In the backends, custom functions to create, distribute and gather matrices in block-cyclic layout are implemented. These can be accessed via the Model.backend attribute. In a serial execution, these functions are implemented as dummy functions that simply return the input, while in a parallel execution, they will perform the necessary communication and data distribution. The following functions are available for matrix distribution and gathering:

`distribute`	Distribute a matrix defined on a specific rank to all processes using a ScaLAPACK-style block-cyclic layout. Return the local portion of the matrix on each process in parallel, or the full matrix on the root process in serial.
`distribute_diag`	Distribute a 1D array as the diagonal of a global matrix in block-cyclic layout. Return the 2D local portion of the matrix on each process in parallel, or the full matrix on the root process in serial.
`gather`	Gather local block-cyclic pieces from all ranks and reconstruct the global matrix on a given rank. Return the full matrix on the root process in serial.
`get_diag`	Extract diagonal elements of a global matrix that is stored distributed in block-cyclic layout. Return the full diagonal as a 1D array on the root process in serial.
`shared_array`	Create a node-local shared array from data owned by the root rank. In serial, return a NumPy array.

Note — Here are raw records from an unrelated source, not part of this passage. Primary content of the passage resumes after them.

PR #1798, opened 2018-09-25
Remove EOED v2

martinthomson:
Just so we have options.

As suggested by @kazuho.

### DIFF
--- a/draft-ietf-quic-tls.md
+++ b/draft-ietf-quic-tls.md
@@ -322,7 +322,7 @@ the connection can usually appear at any encryption level, whereas those
 associated with transferring data can only appear in the 0-RTT and 1-RTT
 encryption levels
 
-- CRYPTO frames MAY appear in packets of any encryption level.
+- CRYPTO frames MAY appear in packets of any encryption level except 0-RTT.
 
 - CONNECTION_CLOSE and APPLICATION_CLOSE MAY appear in packets of any encryption
   level other than 0-RTT.
--- a/draft-ietf-quic-tls.md
+++ b/draft-ietf-quic-tls.md
@@ -1115,12 +1115,15 @@ transport is not QUIC.
 
 ## Removing the EndOfEarlyData Message {#remove-eoed}
 
-Negotiating the quic_transport_parameters extension also modifies TLS to remove
-the EndOfEarlyData message.  QUIC does not rely on this message to mark the end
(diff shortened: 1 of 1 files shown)


draft-ietf-quic-tls.md
```diff
@@ -656,13 +655,14 @@ all the acknowledgements necessary to reach the same state.
...
 expected CRYPTO frames received, and all the corresponding acknowledgments have
-been received or sent, an endpoint starts a timer.  To limit the effect of
-packet loss around a change in keys, endpoints MUST retain packet protection
-keys for that encryption level for at least three times the current
-Retransmission Timeout (RTO) interval as defined in {{QUIC-RECOVERY}}.
-Retaining keys for this interval allows packets containing CRYPTO or ACK frames
-at that encryption level to be sent if packets are determined to be lost or new
-packets require acknowledgment.
+been received or sent, an endpoint starts a timer.  For 0-RTT keys, which do not
+carry CRYPTO frames, this timer starts when the first packets protected with
```
ianswett: The 0-RTT timer can be much more aggressive than 3 * RTO, since nothing now ever needs to be retransmitted at 0-RTT, it can always be sent with 1-RTT keys instead.

draft-ietf-quic-tls.md
```diff
@@ -656,13 +655,14 @@ all the acknowledgements necessary to reach the same state.
...
+1-RTT are sent or received.  To limit the effect of packet loss around a change
+in keys, endpoints MUST retain packet protection keys for that encryption level
+for at least three times the current Retransmission Timeout (RTO) interval as
+defined in {{QUIC-RECOVERY}}.  Retaining keys for this interval allows packets
```
ianswett: I think the key goal here is allowing retransmitted CRYPTO data to be acknowledged with the correct encryption level?

draft-ietf-quic-tls.md
martinthomson: I don't think that we need to special case that - as we agreed, there are optimizations that are possible, but we don't need to describe them.  The trick here is that the sender/client might stop using 0-RTT, but the receiver/server can't as easily.

draft-ietf-quic-tls.md
martinthomson: That's part of it, but the reordering thing matters more for key updates.  I'd prefer to fix this separately, if that's OK.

Via the same attribute Model.backend, the following linear algebra functions are available for use in the codebase, with the same function signatures in both serial and parallel backends:

`trace`	Compute the trace of a matrix.
`eigh`	Compute eigenvalues and eigenvectors of a matrix.
`matmul`	Matrix-matrix multiplication.
`commutator`	Compute the commutator \([A,B] = AB - BA\) for matrices \(A\) and \(B\).
`linsolve`	Solve the linear problem \(Ax=B\) for \(x\).

The physics backend, accessible via the attribute Model.physics, implement the following functions:

`fermidirac`	The Fermi-Dirac distribution \(f(\epsilon, T, \mu) = \big[ 1 + e^{\frac{\epsilon-\mu}{T}} \big]^{-1}\).
`chemical_potential`	Calculate the chemical potential of a given model.
`smearing`	Smearing coefficients for a given set of states.
`get_proj`	Get the projector over a given subspace weighted by some coefficients.

In all the previous modules, private functions (with a leading underscore) are not included in the documentation, but they are still available for use in the codebase. If you need to use a private function, please inspect its documentation in the source files before using it.

Testing#

We use pytest for unit testing. Before submitting any changes, ensure all tests pass. To run the standard serial tests:

cd tests/
pytest -rP -v

To run the parallel tests (requires HPC installation):

cd tests/
mpirun -n 2 pytest --with-mpi -rP -v

Writing new tests: if you add a new feature, please add a corresponding test in the tests/ directory.

Code style#

We adhere to standard coding guidelines to maintain code quality:

Python: we use black formatter (with options -l 90 -C) before committing.
Docstrings: we use the [NumPy / Sphinx] docstring format. All functions and classes must be documented.

Building the documentation#

The documentation is built using Sphinx. To build the documentation locally and preview your changes:

cd docs/
make clean html

You can then open docs/_build/html/index.html in your web browser.